Nevertheless, these scams, though often successful, involve a certain level of risk. The victims may not be as dumb as they appear to be. They might have read about the scam in the newspaper or heard about it on the radio. They might call the police. And, of course, no one wants to go to jail in times of coronavirus. Social distancing is difficult in overcrowded cells, and the coronavirus has not spared either prison inmates or prison guards.
So con artists with some computer expertise, who wish to swindle more cautiously, now work from home. They set up websites that sell a wide variety of products that claim to detect, prevent, or even cure coronavirus. These take the form of test kits, vaccines, and medicines that are marketed as magic bullets, which are so effective that the medical world does not want people to know about them. Swindlers trade on desperation because many prospective victims are willing to go to great lengths and to considerable expense to purchase a small dose of hope.
The drugs marketed as coronavirus cures are also a scam and even less effective than the famous patent medicines of past centuries such as Lydia Pinkham’s Vegetable Compound or Clark Stanley’s Snake Oil. Still, in case anyone wishes to experiment, the following is a real snake (viper) oil recipe printed in Spain in 1719:
“Take 2 pounds of live snakes and 2 pounds 3 ounces of sesame oil. Cook slowly, covered in a glazed pot, until meat pulls away from bone. Strain and store. Uses: Cleans the skin, removes pimples, impetigo and other defects."
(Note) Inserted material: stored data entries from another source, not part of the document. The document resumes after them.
PR #1081, opened 2024-05-17
chore: add `clippy::arithmetic-side-effects` lint and fix resulting warnings

### LINKED ISSUE #981: Enable `clippy::arithmetic-side-effects`
We should enable this lint in CI by adding `--warn clippy::arithmetic-side-effects` to [.github/workflows/test.yml](https://github.com/astriaorg/astria/blob/6d25f2c7e1f869a9a0a9174eb0c94229b2cc0f93/.github/workflows/test.yml#L156).

We can add `clippy::arithmetic_side_effects` to the existing list of allows in [crates/astria-core/src/generated/mod.rs](https://github.com/astriaorg/astria/blob/6d25f2c7e1f869a9a0a9174eb0c94229b2cc0f93/crates/astria-core/src/generated/mod.rs#L1-L5).

It's ok to add `allow`s for this lint in test code, but warnings from production code should generally be fixed without resorting to ignoring the lint.

Fraser999:
## Summary
Added a clippy lint to CI to check for arithmetic side-effects (e.g. overflows).

## Background
This is to harden the production codebase.

## Changes
- Added `--warn clippy::arithmetic-side-effects` to the clippy CI target.
- Fixed resulting warnings.

## Testing
No new tests added.

## Related Issues
Closes #981.


crates/astria-composer/src/executor/bundle_factory/mod.rs
```diff
@@ -87,16 +87,21 @@ impl SizedBundle {
...
+            .ok_or_else(|| SizedBundleError::NotEnoughSpace(seq_action.clone()))?;
+
+        if new_size > self.max_size {
             return Err(SizedBundleError::NotEnoughSpace(seq_action));
         }
 
         self.rollup_counts
             .entry(seq_action.rollup_id)
-            .and_modify(|count| *count += 1)
+            .and_modify(|count| *count = count.saturating_add(1))
```
Fraser999, line 101: This one seemed highly unlikely to overflow to me, so I went with `saturating_add` mainly to avoid complicating the code, but I can change to return an error if anyone thinks it's a realistic possibility.

crates/astria-conductor/src/executor/mod.rs
```diff
@@ -728,7 +728,7 @@ fn does_block_response_fulfill_contract(
         ExecutionKind::Firm => state.firm_number(),
         ExecutionKind::Soft => state.soft_number(),
     };
-    let expected = current + 1;
+    let expected = current.saturating_add(1);
```
Fraser999, line 731: I'm not sure how we handle assigning a height when creating a new block if the latest is at height `u32::MAX`.  So `saturating_add` might be the wrong call here?  It's possibly better to do `checked_add().unwrap()` if we don't expect to ever reach that height?

crates/astria-sequencer/src/bridge/state_ext.rs
```diff
@@ -243,7 +243,7 @@ pub(crate) trait StateWriteExt: StateWrite {
     #[instrument(skip(self))]
     async fn put_deposit_event(&mut self, deposit: Deposit) -> Result<()> {
         let nonce = self.get_deposit_nonce(deposit.rollup_id()).await?;
-        self.put_deposit_nonce(deposit.rollup_id(), nonce + 1);
+        self.put_deposit_nonce(deposit.rollup_id(), nonce.wrapping_add(1));
```
Fraser999, line 246: Would this too maybe be better as a `checked_add().unwrap()`?

crates/astria-composer/src/executor/mod.rs
```diff
@@ -386,9 +390,14 @@ impl Executor {
...
 
+        let number_of_submitted_bundles = if let Some(value) = bundles_drained {
+            value.to_string()
+        } else {
+            format!("more than {}", u64::MAX)
+        };
         if bundles_to_drain.is_empty() {
             info!(
-                number_of_submitted_bundles = bundles_drained,
+                %number_of_submitted_bundles,
```
SuperFluffy, line 400: I think `Value for String`, so `%` can be omitted

crates/astria-composer/src/executor/mod.rs
```diff
@@ -598,7 +607,7 @@ impl Future for SubmitFut {
                             metrics::histogram!(crate::metrics_init::TRANSACTIONS_PER_SUBMISSION)
                                 .record(this.bundle.actions_count() as f64);
 
-                            return Poll::Ready(Ok(*this.nonce + 1));
+                            return Poll::Ready(Ok(this.nonce.wrapping_add(1)));
```
SuperFluffy, line 610: Hm, if we ever run into this particular issue then things are going extremely badly. Maybe even just panic here?

crates/astria-conductor/src/block_cache.rs
```diff
@@ -49,7 +49,10 @@ impl<T> BlockCache<T> {
     /// Returns the next sequential block if it exists in the cache.
     pub(crate) fn pop(&mut self) -> Option<T> {
         let block = self.inner.remove(&self.next_height)?;
-        self.next_height += 1;
+        self.next_height = self
+            .next_height
+            .checked_add(1)
+            .expect("block height should not be `u64::MAX`");
```
SuperFluffy, line 55:
```suggestion
            .expect("block height must not exceed `u64::MAX`");
```

crates/astria-conductor/src/executor/mod.rs
SuperFluffy: IMO add an a variant to `ContractViolation` (i.e. make it an enum) for this case, so `current.checked_add(1).ok_or(...)`

crates/astria-sequencer-relayer/src/relayer/write/conversion.rs
```diff
@@ -159,6 +180,8 @@ pub(super) enum TryIntoPayloadError {
          could not be constructed"
     )]
     NoSequencerNamespacePresent,
+    #[error("the payload is too large")]
+    PayloadSize,
```
SuperFluffy, line 184: This could give the impression that there is a defined and reasonable upper limit somewhere, leaving readers guessing:
```suggestion
    #[error("the payload size exceeded u64::MAX bytes")]
    PayloadSizeOverflowed,
```

crates/astria-sequencer/src/app/mod.rs
```diff
@@ -602,7 +602,7 @@ impl App {
         txs: Vec<SignedTransaction>,
         block_size_constraints: &mut BlockSizeConstraints,
     ) -> anyhow::Result<()> {
-        let mut excluded_tx_count = 0;
+        let mut excluded_tx_count = 0.0_f64;
```
SuperFluffy, line 605: Extremely nit
```suggestion
        let mut excluded_tx_count = 0_f64;
```

crates/astria-sequencer/src/bridge/state_ext.rs
SuperFluffy: Maybe not a panic, but I think this should definitely be a `checked_add` because if nonces exceed that we have a problem.
```suggestion
        self.put_deposit_nonce(
            deposit.rollup_id(),
            nonce.checked_add(1).context("nonce overflowed")?
        );
```

crates/astria-sequencer/src/mempool.rs
```diff
@@ -20,7 +20,9 @@ pub(crate) struct TransactionPriority {
 
 impl TransactionPriority {
     fn nonce_diff(&self) -> u32 {
```
SuperFluffy, line 22: Not part of this PR, but could you move this type's constructor (`TransactionPriority::new`) into this impl block? First thing I did was look for it and then realized it's so far down.

crates/astria-sequencer/src/mempool.rs
```diff
@@ -20,7 +20,9 @@ pub(crate) struct TransactionPriority {
...
-        self.transaction_nonce - self.current_account_nonce
+        self.transaction_nonce
+            .checked_sub(self.current_account_nonce)
+            .expect("transaction nonce should not be less than current account nonce")
```
SuperFluffy, line 25:
```suggestion
            .expect("invariant violated: transaction nonce should not be less than current account nonce")
```

crates/astria-sequencer/src/mint/action.rs
```diff
@@ -47,8 +48,11 @@ impl ActionHandler for MintAction {
             .get_account_balance(self.to, native_asset)
             .await
             .context("failed getting `to` account balance")?;
+        let new_balance = to_balance
+            .checked_add(self.amount)
+            .ok_or_else(|| anyhow!("`to` balance would overflow"))?;
```
SuperFluffy, line 53: `anyhow` (different from `eyre`) implements `Context for Option<T>`:
```suggestion
            context("`to` balance would overflow")?;
```

crates/astria-sequencer/src/proposal/commitment.rs
```diff
@@ -27,7 +27,7 @@ impl GeneratedCommitments {
     /// which can be used as the block's transactions.
     #[must_use]
     pub(crate) fn into_transactions(self, mut tx_data: Vec<Bytes>) -> Vec<Bytes> {
-        let mut txs = Vec::with_capacity(tx_data.len() + 2);
```
SuperFluffy, line 30: This is an optimization I think. I think it's reasonable to `tx_data.len().saturating_add(2)` here. If this ends up too small then the `Vec::push` calls below will panic (not that this will ever be a problem because we won't have enough memory...)

crates/astria-composer/src/executor/bundle_factory/mod.rs
```diff
@@ -87,16 +87,21 @@ impl SizedBundle {
             return Err(SizedBundleError::SequenceActionTooLarge(seq_action));
         }
 
-        if self.curr_size + seq_action_size > self.max_size {
+        let new_size = self
+            .curr_size
+            .checked_add(seq_action_size)
```
SuperFluffy, line 92: IMO this one extra test here is redundant and we can just do a `saturating_add` here: if `new_size = u64::MAX` and `self.max_size = u64::MAX`, then `new_size > self.max_size == false` always.

SuperFluffy (approved):
Thank you so much for having dug through the codebase and added these everywhere.

I left a few comments here and there, but I think I mostly agree with the choice of panics vs errors. I tried to tighten the error messages or panics here and there to make them more explicit. Maybe have another pass over them to make sure a reader isn't left guessing?

crates/astria-composer/src/executor/mod.rs
Fraser999: Strings are `Debug` formatted by default, so we need the `%` to force `Display`.

crates/astria-sequencer/src/mempool.rs
Fraser999: I have removed this constructor in #1092, so it won't be an issue soon :)

crates/astria-conductor/src/executor/mod.rs
Fraser999: Done in [44c99af](https://github.com/astriaorg/astria/pull/1081/commits/44c99affc52d66ee3134fa1bbc23f66d21bb632a).

crates/astria-sequencer/src/bridge/state_ext.rs
Fraser999: Done in [44c99af](https://github.com/astriaorg/astria/pull/1081/commits/44c99affc52d66ee3134fa1bbc23f66d21bb632a).

crates/astria-composer/src/executor/mod.rs
Fraser999: Done in [44c99af](https://github.com/astriaorg/astria/pull/1081/commits/44c99affc52d66ee3134fa1bbc23f66d21bb632a).

crates/astria-conductor/src/block_cache.rs
Fraser999: Done in [44c99af](https://github.com/astriaorg/astria/pull/1081/commits/44c99affc52d66ee3134fa1bbc23f66d21bb632a).

crates/astria-sequencer/src/app/mod.rs
Fraser999: Done in [44c99af](https://github.com/astriaorg/astria/pull/1081/commits/44c99affc52d66ee3134fa1bbc23f66d21bb632a).

crates/astria-sequencer/src/mempool.rs
Fraser999: Done in [44c99af](https://github.com/astriaorg/astria/pull/1081/commits/44c99affc52d66ee3134fa1bbc23f66d21bb632a).

crates/astria-sequencer/src/mint/action.rs
Fraser999: Done in [44c99af](https://github.com/astriaorg/astria/pull/1081/commits/44c99affc52d66ee3134fa1bbc23f66d21bb632a).

crates/astria-sequencer/src/proposal/commitment.rs
Fraser999: Done in [44c99af](https://github.com/astriaorg/astria/pull/1081/commits/44c99affc52d66ee3134fa1bbc23f66d21bb632a).

crates/astria-composer/src/executor/bundle_factory/mod.rs
Fraser999: Good point!  Done in [44c99af](https://github.com/astriaorg/astria/pull/1081/commits/44c99affc52d66ee3134fa1bbc23f66d21bb632a).

joroshiba (approved):
approved on infra side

It would only be necessary to add “cures coronavirus” to the list of potential uses, and no snake in the world would be safe. Objectively speaking, consuming the snake oil in the above recipe is probably much safer than ingesting volcanic ash, bleach-like solutions, or colloidal silver, which are among the online cures for coronavirus currently available on Internet.
So, in times of coronavirus, people must implement new strategies. Darwinian survival depends on being able to adapt to meet new challenges, and work in new and unfamiliar environments. This means that people (both honest and dishonest) have to be able to be able to mutate. We must follow the example of the coronavirus and pray that we will be even half as successful.